### Assigned task
From the data below, return all lines holding the string "opened".

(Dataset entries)
PR #3008, opened 2019-12-03
Check project assignment on url

Kathrin-Huber:


Kitodo/src/main/java/org/kitodo/production/helper/VariableReplacer.java
```diff
@@ -101,17 +101,17 @@ public String replace(String inString) {
...
-            String imagePath = replaceSlashAndSeparator(fileService.getImagesDirectory(this.process));
-            String origPath = replaceSlashAndSeparator(processService.getImagesOriginDirectory(false, this.process));
-            String processPath = replaceSlashAndSeparator(processService.getProcessDataDirectory(this.process));
-            String metaFile = replaceSlash(fileService.getMetadataFilePath(this.process, false, false));
-            String ocrBasisPath = replaceSlashAndSeparator(fileService.getOcrDirectory(this.process));
-            String ocrPlaintextPath = replaceSlashAndSeparator(fileService.getTxtDirectory(this.process));
-            String sourcePath = replaceSlashAndSeparator(fileService.getSourceDirectory(this.process));
-            String importPath = replaceSlashAndSeparator(fileService.getImportDirectory(this.process));
-            String prefs = ConfigCore.getParameter(ParameterCore.DIR_RULESETS) + this.process.getRuleset().getFile();
+            final String imagePath = replaceSlashAndSeparator(fileService.getImagesDirectory(this.process));
```
solth: Don't we have naming convetions for constants? Capital letters only, with underscores between individual words?

Kitodo/src/main/webapp/pages/searchResult.xhtml
```diff
@@ -17,7 +17,9 @@
         xmlns:h="http://xmlns.jcp.org/jsf/html"
         xmlns:f="http://xmlns.jcp.org/jsf/core"
         xmlns:p="http://primefaces.org/ui">
-
+    <f:metadata>
+        <f:viewParam name="id"/>
```
solth: I am a little confused here. How can the access rights to a process be determined on a per-process basis if you pass just one `id` parameter to this view that is than used in every row of the datatable? Shouldn't the ID instead be determined by each specific record of the datatables values, e.g. something like `process.id`?

Kitodo/src/main/java/org/kitodo/production/helper/VariableReplacer.java
Kathrin-Huber: Actually it's not a constant

solth: Yes, you are right, apparently it's a `final variable`, and not a `constant`. And according to [Wikipedia](https://en.wikipedia.org/wiki/Final_(Java)), the naming convention I mentioned only applies to the later:
> Unlike the value of a constant, the value of a final variable is not necessarily known at compile time. It is considered good practice to represent final constants in all uppercase, using underscore to separate words.

PR #3013, opened 2019-12-04
Use letters for METS ID attributes

matthias-ronge:


Kitodo-API/src/main/java/org/kitodo/api/dataformat/mets/KitodoUUID.java
```diff
@@ -0,0 +1,66 @@
+package org.kitodo.api.dataformat.mets;
```
henning-gerhardt: License header is missing.

matthias-ronge: Thanks for the hint. Actually, this should be intercepted by Checkstyle, which is why I am surprised that it passed all checks.

henning-gerhardt: Maybe because there was less errors then allowed errors and so this error was not visible. I reduced the amount of errors and allowed errors in last pull request, so rebasing this branch should be a good idea.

### Solved exercise
PR #3008, opened 2019-12-03
PR #3013, opened 2019-12-04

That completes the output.